Tina Diane Seaman, 38, of the 100 block of Popish Road, Portage, will be sentenced April 13 by Judge Linda Fleming.
The charges, which were reduced from felony to misdemeanor offenses, carry maximum terms totaling 10 years in prison and/or $12,500 in fines.
In January, Seaman’s husband, Thomas, was sentenced by Judge Gerard Long to a suspended jail term of one to two years in county prison, plus another 10 years on probation, after pleading guilty to the more serious charges of theft by deception.
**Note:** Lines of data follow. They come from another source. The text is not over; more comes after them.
PR #428, opened 2020-07-20
Check for unexpected datatypes in response from server

cyrusv:
## Problem
Sometimes the response from the ES server does not have the "nodes" element we expect to parse, and we get an NPE when we should be returning default version. 

## Solution
I added some more look-before-you-leap logic to log a warning and return default.

Alternative proposal: Wrap the whole function in blanket try-catch and return default version. I considered this to just put this to rest once and for all, but decided this would be faster and less controversial.

## Release Plan
Will target 5.1.x which is the earliest one that has logic kind of like this.

### DIFF
--- a/src/main/java/io/confluent/connect/elasticsearch/jest/JestElasticsearchClient.java
+++ b/src/main/java/io/confluent/connect/elasticsearch/jest/JestElasticsearchClient.java
@@ -178,6 +178,11 @@ public class JestElasticsearchClient implements ElasticsearchClient {
       LOG.warn("Couldn't get Elasticsearch version, result is null");
       return defaultVersion;
     }
+    if (!result.has("nodes")) {
+      LOG.error("Couldn't get Elasticsearch version (result is has no nodes); "
+              + "assuming {}, result: {}", defaultVersion, result);
+      return defaultVersion;
+    }
 
     checkForError(result);
 
--- a/src/main/java/io/confluent/connect/elasticsearch/jest/JestElasticsearchClient.java
+++ b/src/main/java/io/confluent/connect/elasticsearch/jest/JestElasticsearchClient.java
@@ -179,8 +179,7 @@ public class JestElasticsearchClient implements ElasticsearchClient {
       return defaultVersion;
     }
     if (!result.has("nodes")) {
-      LOG.error("Couldn't get Elasticsearch version (result is has no nodes); "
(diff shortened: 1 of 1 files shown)


src/main/java/io/confluent/connect/elasticsearch/jest/JestElasticsearchClient.java
```diff
@@ -178,6 +178,11 @@ private Version getServerVersion() throws IOException {
       LOG.warn("Couldn't get Elasticsearch version, result is null");
       return defaultVersion;
     }
+    if (!result.has("nodes")) {
+      LOG.error("Couldn't get Elasticsearch version (result is has no nodes); "
+              + "assuming {}, result: {}", defaultVersion, result);
```
levzem, line 183:
```suggestion
      LOG.warn("Couldn't get Elasticsearch version from result {} (result has no nodes). Assuming {}.", result, defaultVersion);
```
nit on log level and message

mageshn:
Few questions

1. What do we do with the version that is returned? Is it critical info for the connector to function?
2. Is there a mechanism to turn off this feature in ES or do we know if there are any specific version after which this is available?

cyrusv:
@mageshn 
1. There are some incompatibilities between versions of ES (these are major version changes), which we check specifically. It was initially added in `64bb4402f80c9eb4` to support changes in query data schema mappings.  Elasticsearch has very aggressive EOL schedule, so by this October they only support 7.0+, so in principle we can just get rid of this function and only support 7.0+ https://www.elastic.co/support/eol
2. "turn off this feature in ES", not sure which feature you are referring to?

cyrusv:
Basically you can grep the code for `ES_` to see where this is used -- it is Schema Mappings and Query Builders.  If we just want to support 6+ we could probably remove these version checks, and certainly with 7+, if they don't introduce new incompatibilities with v8.

mageshn:
@cyrusv For # 2 I was specifically interested in understanding under what circumstances the response will be `null`. If the response is null, can we simply put a message stating that the response from the <URI> was null and is required for the connector to function?

cyrusv:
@mageshn I'm not sure when it is null, but I'm not sure it is relevant in the context of this function -- My understanding is that the function should fall back to default version on failure, so a response for `getVersion()` is never required. If there is some connection requirement that is not filled, it would be there responsibility of another method to determine that. Does that make sense?

PR #430, opened 2020-07-25
fix reporter to catch NoSuchMethodFoundError as well

levzem:

## Problem
the reporter will fail with `NoSuchMethodFoundError` on old Connect workers. 

## Solution
add `NoSuchMethodFoundError` to the try catch
https://cwiki.apache.org/confluence/display/KAFKA/KIP-610%3A+Error+Reporting+in+Sink+Connectors

- [ ] yes
- [x] no

## Test Strategy
unfortunately I do not see a way that this can be tested. If anyone has suggestions, I will gladly implement. 

edit: I have run a manual test using CP 5.5.0 which runs on AK < 2.6 and the connector runs

##### Testing done:
- [ ] Unit tests
- [ ] Integration tests
- [ ] System tests
- [x] Manual tests

## Release Plan

 
`master` where this feature was first implemented


levzem:
I ran a manual test and updated the PR description to cover that

PR #435, opened 2020-08-18
CC-9455: address SslFactor backwards/forwards compatibility

levzem:

## Problem
the connector used non-public AK APIs to handle SSL configuration. AK 2.6 removed the non-public APIs and introduced a public one. The consequence is that the connector is not forwards compatible with newer AK versions.

## Solution
Use reflection to determine which AK version is on the Connect worker and use the appropriate API for that version

- [x] yes
- [ ] no

##### If yes, where?
RabbitMQ connector 

## Test Strategy
manually verified forward and backward compatibility by configuring SSL for CP 5.2.5-SNAPSHOT (AK 2.2), CP 5.5.0 (AK 2.5) and CP 6.0.0-SNAPSHOT (AK 2.6) to hit all 3 apis and logical branches.

verified that integration test still passes

##### Testing done:
- [ ] Unit tests
- [x] Integration tests
- [ ] System tests
- [x] Manual tests

## Release Plan

 
backport to `5.2.x` where SSL feature was first introduced

### DIFF
--- a/src/main/java/io/confluent/connect/elasticsearch/jest/JestElasticsearchClient.java
+++ b/src/main/java/io/confluent/connect/elasticsearch/jest/JestElasticsearchClient.java
@@ -194,27 +194,38 @@ public class JestElasticsearchClient implements ElasticsearchClient {
     SslFactory kafkaSslFactory = new SslFactory(Mode.CLIENT, null, false);
     kafkaSslFactory.configure(config.sslConfigs());
 
-    Object ss;
-    try {
-      // try pre AK 2.6 version first
-      ss = SslFactory.class.getDeclaredMethod("sslEngineBuilder").invoke(kafkaSslFactory);
-      log.trace("Using AK 2.6+ SslFactory.");
-    } catch (Exception e) {
-      // must be running AK 2.6+
-      log.trace("AK 2.6+ SslFactory not found. Trying AK 2.6<.");
-      try {
-        ss = SslFactory.class.getDeclaredMethod("sslEngineFactory").invoke(kafkaSslFactory);
-        log.trace("Using AK 2.6< SslFactory.");
-      } catch (Exception ex) {
-          throw new ConnectException("Failed to find methods for SslFactory.", ex);
-      }
-    }
-
     SSLContext sslContext;
     try {
-      sslContext = (SSLContext) ss.getClass().getDeclaredMethod("sslContext").invoke(ss);
+      // try AK <= 2.2 first
+      sslContext =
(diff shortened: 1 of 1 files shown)


src/main/java/io/confluent/connect/elasticsearch/jest/JestElasticsearchClient.java
```diff
@@ -193,7 +193,40 @@ private static void configureSslContext(HttpClientConfig.Builder builder,
...
     SslFactory kafkaSslFactory = new SslFactory(Mode.CLIENT, null, false);
     kafkaSslFactory.configure(config.sslConfigs());
-    SSLContext sslContext = kafkaSslFactory.sslContext();
+
+    SSLContext sslContext;
+    try {
+      // try AK <= 2.2 first
+      sslContext =
+          (SSLContext) SslFactory.class.getDeclaredMethod("sslContext").invoke(kafkaSslFactory);
+      log.trace("Using AK 2.2< SslFactory.");
```
wicknicks, line 202: since this method is called once during initialization, I think all of these can be debug statements.

src/main/java/io/confluent/connect/elasticsearch/jest/JestElasticsearchClient.java
```diff
@@ -193,7 +193,40 @@ private static void configureSslContext(HttpClientConfig.Builder builder,
...
+    } catch (Exception e) {
+      // must be running AK 2.3+
+      log.trace("Could not find SslFactory::sslContext. Trying AK 2.3+ APIs.");
+
+      Object ss;
```
wicknicks, line 207: maybe (for better readability): 

```suggestion
      Object sslEngine;
```

src/main/java/io/confluent/connect/elasticsearch/jest/JestElasticsearchClient.java
```diff
@@ -193,7 +193,40 @@ private static void configureSslContext(HttpClientConfig.Builder builder,
...
+      try {
+        // try AK <= 2.6 second
+        ss = SslFactory.class.getDeclaredMethod("sslEngineBuilder").invoke(kafkaSslFactory);
+        log.trace("Using AK 2.6< SslFactory.");
+
+      } catch (Exception ex) {
+        // must be running AK 2.6+
+        log.trace("AK 2.6< SslFactory not found. Trying AK 2.6+.");
```
wicknicks, line 215: we should word such errors so that users not familiar with the internals can understand what is going on.

```suggestion
        log.trace("SslFactory not found. Switching to SslEngine libs from AK 2.6 and beyond.");
```

might want to take another pass at the other trace statements.

PR #442, opened 2020-09-25
HCD-448: Adding support for size-based batching of sink records.

sagar-ab-2702:
The feature request for adding support of size-based batching of sink records in ElasticSearch sink connector.

The batching of records on the basis of size is now configurable using ``max.batch.size.bytes`` configuration.
With this implementation number of records in batches will depend upon the configured records ``batch.size`` and ``max.batch.size.bytes``.
Jira: https://confluentinc.atlassian.net/browse/HCD-448


levzem:
this will be easier to implement after #468 so holding review until then

levzem:
implemented in #512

Under the couple’s plea bargains, Thomas Seaman has paid $20,000 on the $206,260 owed in restitution, costs and fines. Each of them is to pay $500 a month on the restitution, according to court records
State police alleged that the Seamans took the money but failed to deliver homes as promised to five customers in 2006 and 2007.
The Seamans operated Sunrise Mobile Homes and Triple T Construction, which was sued in county court by the state attorney general’s Bureau of Consumer Protection.
In the civil lawsuit, it was alleged that 13 buyers had paid a total of $183,000 for homes never delivered.
The victims in the criminal cases were identified as Ernest James Rescinito of Northern Cambria; Celeste Clutter of Ebensburg and Harry Clutter of Akron, Ohio; RNS Services of Armagh; Bruce Strittmatter of Hastings; and Paula Jean Sirko of Nanty Glo.